* [Your task] Count the lines of the data below that include the string "ModelPtr", and provide nothing but the result.

(Data under study)

PR #170, opened 2021-08-30
OCEANWATER-785: prototype antenna faults by locking joints

Samahu:
## Linked Issues:
| EPIC ⚡ | [OCEANWATER-551 / OW Faults Injection](https://babelfish.arc.nasa.gov/jira/browse/OCEANWATER-551) |
| Jira Ticket 🎟️ | [OCEANWATER-785 / Prototype antenna faults by locking joints](https://babelfish.arc.nasa.gov/jira/browse/OCEANWATER-785) |
| Github :octocat:  | N/A |

## Summary of Changes
* Implemented a **JointsFaults** module that utilizes joint limits to lock the joints at their current position
  - Changed antenna joint types from **continuous** to **revolute** joint types (required to impose joint limits)
* Currently only applied to _j_ant_pan_ and _j_ant_tilt_ joints but the concept can be expanded to other joints

> Note: this is a quick prototype to get some feedback ad may not be eventually merged into **melodic-devel**

## Test
* Launch the simulation
```bash
```
* Verify that you can freely control the antenna joints
```bash
rostopic pub --once /ant_pan_position_controller/command std_msgs/Float64 "data: 2.0"
rostopic pub --once /ant_pan_position_controller/command std_msgs/Float64 "data: 0.0"
rostopic pub --once /ant_pan_position_controller/command std_msgs/Float64 "data: 1.0"
```
* Enable a fault on the antenna pan joint
```bash
rosrun dynamic_reconfigure dynparam set /faults ant_pan_effort_failure True
```
* Try to control the antenna pan again
```bash
rostopic pub --once /ant_pan_position_controller/command std_msgs/Float64 "data: 0.0"
```
* The antenna should stand still and not move until you clear the fault:
```bash
rosrun dynamic_reconfigure dynparam set /faults ant_pan_effort_failure False
```
* Repeat same steps for the antenna tilt joint

Notes:
1. You can inject the fault while the antenna is still moving and it should stop immediately
2. When you clear the fault the antenna continues to execute the last command that was submitted
   - This is an observed behavior and was not intentional but it doesn't seem to be harmless (otherwise please comment)

### DIFF
--- a/ow_faults/include/ow_faults/JointsFaults.h
+++ b/ow_faults/include/ow_faults/JointsFaults.h
@@ -2,39 +2,39 @@
 // Research and Simulation can be found in README.md in the root directory of
 // this repository.
 
-#ifndef LinkForcePlugin_h
-#define LinkForcePlugin_h
+#ifndef JOINTS_FAULTS_H
+#define JOINTS_FAULTS_H
 
 #include <gazebo/common/Plugin.hh>
 
-namespace gazebo
-{
-class JointsFaults : public ModelPlugin
+
+class JointsFaults : public gazebo::ModelPlugin
 {
 public:
   JointsFaults();
   ~JointsFaults();
 
-  virtual void Load(physics::ModelPtr model, sdf::ElementPtr /* _sdf */);
+  virtual void Load(gazebo::physics::ModelPtr model, sdf::ElementPtr /* _sdf */);
 
 private:
-  void OnUpdate();
-
-  physics::ModelPtr m_model;
-  double m_AntennaTiltLowerLimit;
-  double m_AntennaTiltUpperLimit;
-  double m_AntennaPanLowerLimit;
-  double m_AntennaPanUpperLimit;
-  bool m_AntennaTiltFaultActivated;
-  bool m_AntennaPanFaultActivated;
+  void onUpdate();
 
   void injectFault(const std::string& joint_fault, bool& fault_activated, const std::string& joint_name,
                    double lower_limit, double upper_limit);
 
+  gazebo::physics::ModelPtr m_model;
+  double m_antennaTiltLowerLimit;
+  double m_antennaTiltUpperLimit;
+  double m_antennaPanLowerLimit;
+  double m_antennaPanUpperLimit;
+  bool m_antennaTiltFaultActivated;
+  bool m_antennaPanFaultActivated;
+
+
+
   // Connection to the update event
-  event::ConnectionPtr m_updateConnection;
+  gazebo::event::ConnectionPtr m_updateConnection;
 };
 
-}  // namespace gazebo
 
-#endif
+#endif  // JOINTS_FAULTS_H
--- a/ow_faults/include/ow_faults/JointsFaults.h
+++ b/ow_faults/include/ow_faults/JointsFaults.h
@@ -1,0 +1,40 @@
+// The Notices and Disclaimers for Ocean Worlds Autonomy Testbed for Exploration
+// Research and Simulation can be found in README.md in the root directory of
+// this repository.
+
+#ifndef LinkForcePlugin_h
+#define LinkForcePlugin_h
+
+#include <gazebo/common/Plugin.hh>
+
+namespace gazebo
+{
+class JointsFaults : public ModelPlugin
+{
+public:
+  JointsFaults();
+  ~JointsFaults();
+
+  virtual void Load(physics::ModelPtr model, sdf::ElementPtr /* _sdf */);
+
+private:
+  void OnUpdate();
+
+  physics::ModelPtr m_model;
+  double m_AntennaTiltLowerLimit;
+  double m_AntennaTiltUpperLimit;
+  double m_AntennaPanLowerLimit;
+  double m_AntennaPanUpperLimit;
+  bool m_AntennaTiltFaultActivated;
+  bool m_AntennaPanFaultActivated;
+
+  void injectFault(const std::string& joint_fault, bool& fault_activated, const std::string& joint_name,
+                   double lower_limit, double upper_limit);
+
+  // Connection to the update event
+  event::ConnectionPtr m_updateConnection;
+};
+
+}  // namespace gazebo
+
+#endif
--- a/ow_faults/src/JointsFaults.cpp
+++ b/ow_faults/src/JointsFaults.cpp
@@ -39,7 +39,7 @@ void JointsFaults::Load(physics::ModelPtr model, sdf::ElementPtr /* sdf */)
   // If result goes out of scope updates will stop, so it is assigned to a member variable.
   m_updateConnection = event::Events::ConnectBeforePhysicsUpdate(std::bind(&JointsFaults::onUpdate, this));
 
-    gzlog << "JointsFaultsP lugin - successfully loaded!" << endl;
+  gzlog << "JointsFaultsPlugin - successfully loaded!" << endl;
 }
 
 void JointsFaults::onUpdate()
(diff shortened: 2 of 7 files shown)


kmdalal:
I'm pretty buried and won't be a good reviewer for the code change.   I think @mogumbo and @lanseafood would be the best reviewers for the code, and suggest that @scheidere just try the test.

ow_faults/include/ow_faults/JointsFaults.h
```diff
@@ -0,0 +1,40 @@
+// The Notices and Disclaimers for Ocean Worlds Autonomy Testbed for Exploration
+// Research and Simulation can be found in README.md in the root directory of
+// this repository.
+
+#ifndef LinkForcePlugin_h
```
mogumbo, line 5: Wrong name

ow_faults/include/ow_faults/JointsFaults.h
```diff
@@ -0,0 +1,40 @@
...
+  JointsFaults();
+  ~JointsFaults();
+
+  virtual void Load(physics::ModelPtr model, sdf::ElementPtr /* _sdf */);
+
+private:
+  void OnUpdate();
+
+  physics::ModelPtr m_model;
+  double m_AntennaTiltLowerLimit;
```
mogumbo, line 24: "Antenna" could be "antenna" to be consistent with the rest of our code. Though, looking at the rules, I don't think they specify that this is required. I'm not sure if it matters. Any opinions?

ow_lander/urdf/lander.xacro
```diff
@@ -844,7 +844,7 @@
     <axis
       xyz="0 0 -1" />
     <dynamics damping="50.0" />
-    <limit effort="80.0" velocity="0.2" />
+    <limit effort="80.0" velocity="0.2" lower="-3.14" upper="3.14" />
```
mogumbo, line 847: There's a tiny gap in the rotation range here. I suspect a real pan joint would be engineered to rotate a little more than 2*pi to avoid getting stuck in some state where it has to wrap around over and over again. Maybe -3.5 to 3.5 or something like that.

mogumbo (changes requested):
There's a lot of commented code. Are you essentially replacing messaging failures with simulated hardware failures? That seems okay to me. Is there any reason to keep the messaging failures? If not, then can you just remove all the commented code?

ow_faults/src/JointsFaults.cpp
```diff
@@ -0,0 +1,78 @@
...
+  bool fault_enabled;
+  ros::param::param("/faults/" + joint_fault, fault_enabled, false);
+  if (!fault_activated && fault_enabled)
+  {
+    ROS_INFO_STREAM(joint_fault << " activated!");
+    fault_activated = true;
+    // lock the joint to current position
+    auto j = m_model->GetJoint(joint_name);
+    auto p = j->Position(0);
+    j->SetLowerLimit(0, p);
```
mogumbo, line 66: Wish I had thought of this when I was trying to lock joints way back when. Good idea.

ow_faults/include/ow_faults/JointsFaults.h
Samahu: Good catch, will address

ow_faults/include/ow_faults/JointsFaults.h
Samahu: you are right, will change

ow_lander/urdf/lander.xacro
Samahu: Makes sense

ow_faults/include/ow_faults/JointsFaults.h
Samahu: addressed

ow_lander/urdf/lander.xacro
Samahu: increase from 3.14 to 3.50 +/-

ow_faults/include/ow_faults/JointsFaults.h
Samahu: addressed

Samahu:
> There's a lot of commented code. Are you essentially replacing messaging failures with simulated hardware failures? That seems okay to me. Is there any reason to keep the messaging failures? If not, then can you just remove all the commented code?

I have removed commented code.

One thing I want to note to @lanseafood that in this PR I am only performing injection but no detection is done.

mogumbo (approved):

scheidere:
I ran the test for both pan and tilt a variety of times, and I am not observing consistent joint locking behavior. I believe I saw the antenna remain still when the injected pan fault was active (as seen in RQT) and I attempt control again once. However, I did not see this in subsequent test repeats, and I did not see this happen for tilt tests at all for some reason. I could be doing something wrong, but all I did was confirm I could control either pan or tilt (depending on what I was testing, making sure the fault I set to True matched), inject the associated fault, and attempt control again. 

I am seeing movement still while a fault is active.

Also, should the antenna stop what it is doing immediately if a relevant fault is set to True *during* movement? It seems this test sets the fault to True between control attempts and when I tested changing it during, I did not see the antenna stop for some reason.

Happy to test again if you have an idea of what I might be doing wrong, or if another test would be helpful.

Samahu:
> I ran the test for both pan and tilt a variety of times, and I am not observing consistent joint locking behavior. I believe I saw the antenna remain still when the injected pan fault was active (as seen in RQT) and I attempt control again once. However, I did not see this in subsequent test repeats, and I did not see this happen for tilt tests at all for some reason. I could be doing something wrong, but all I did was confirm I could control either pan or tilt (depending on what I was testing, making sure the fault I set to True matched), inject the associated fault, and attempt control again.
> 
> I am seeing movement still while a fault is active.

Maybe the instruction I provided have been confusing a bit, when you enable the fault using: `rosrun dynamic_reconfigure dynparam set /faults ant_pan_effort_failure True`, then no matter how many subsequent calls to pan the antenna using  `rostopic pub --once /ant_pan_position_controller/command std_msgs/Float64 "data: x"` (try x with different values), the antenna shouldn't pan an inch. It should still be able to tilt, they are distinct from each other. Once you clear the fault using `rosrun dynamic_reconfigure dynparam set /faults ant_pan_effort_failure False`, then panning should resume. Is this not consistent with the behavior you are seeing?

> Also, should the antenna stop what it is doing immediately if a relevant fault is set to True _during_ movement? It seems this test sets the fault to True between control attempts and when I tested changing it during, I did not see the antenna stop for some reason.

I think when I tried it on my machine it would halt movement immediately. Try executing a long pan movement, for example: from 0 to 3.14, and while the antenna still moving inject the fault. I am pretty sure this was working for me. Once you clear the fault, it would resume last issued command.

> Happy to test again if you have an idea of what I might be doing wrong, or if another test would be helpful.

If your expectations were different from what I just described then I would appreciate that you give it another try and let me know that it doesn't meet the description.

scheidere:
> Maybe the instruction I provided have been confusing a bit, when you enable the fault using: `rosrun dynamic_reconfigure dynparam set /faults ant_pan_effort_failure True`, then no matter how many subsequent calls to pan the antenna using `rostopic pub --once /ant_pan_position_controller/command std_msgs/Float64 "data: x"` (try x with different values), the antenna shouldn't pan an inch. It should still be able to tilt, they are distinct from each other. Once you clear the fault using `rosrun dynamic_reconfigure dynparam set /faults ant_pan_effort_failure False`, then panning should resume. Is this not consistent with the behavior you are seeing?
> 
That all makes sense! I only expect panning to be locked when I inject a pan fault using the command you gave, and I am not observing that. I just tried again. However, I do see an error when I run `roslaunch ow atacama_y1a.launch` that I think is related. I have sent an image of it to you on Teams.

> If your expectations were different from what I just described then I would appreciate that you give it another try and let me know that it doesn't meet the description.

I ran another test with 0 to 3.14 panning just to be sure, and I still do not see panning locked with the pan fault is active. I assume I would still see the same issue for tilt as well. Given it works on your machine, I am thinking that error I mentioned could be the cause.

PR #174, opened 2021-09-15
OCEANWATER-807: Realtime factor cut in half following merge of fault handling changes

Samahu:
## Linked Issues:
| EPIC ⚡ | [OCEANWATER-726 / Fault Handling Plans and Patterns](https://babelfish.arc.nasa.gov/jira/browse/OCEANWATER-726) |
| Jira Ticket 🎟️ | [OCEANWATER-807 / realtime factor cut in half following merge of fault handling changes](https://babelfish.arc.nasa.gov/jira/browse/OCEANWATER-807) |
| Github :octocat:  | N/A |

## Summary of Changes
* Problem Root Cause: The API `ros::param::param` is rather slow and invoking it with the `BeforePhysicsUpdate` event causes a significant slowdown to the physics update loop.
* Solution: Switched from `ros::param::param` to `ros::param::getCached`. The `getCached` version provides a huge speed as it queries that param value locally which gets updated by ros using a internal subscription.

## Test
* Launch the simulation
```bash
```
* Verify
  - Realtime Factor stays close to ~1.0 when the lander is in standstill position
  - Joints Fault Injection works the same as before.

### DIFF
--- a/ow_faults/src/JointsFaults.cpp
+++ b/ow_faults/src/JointsFaults.cpp
@@ -9,8 +9,9 @@
 #include <gazebo/rendering/Scene.hh>
 #include <ros/ros.h>
 
-using namespace gazebo;
 using namespace std;
+using namespace gazebo;
+using namespace gazebo::event;
 
 constexpr double JointsFaults::MAX_FRICTION;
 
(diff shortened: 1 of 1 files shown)


AstroStucky (approved):
I can confirm the 50% performance drop is gone! My simulation idles at about 0.8, and that is nominal for this PC. Great work finding the bottleneck!

I did a search in all 4 OceanWATERS repositories, and the only other place I see getParam being used is in an constructor, which shouldn't affect performance. This is still a really good thing to know about the ROS API going forward.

(End Data under study)

* [Task response] 9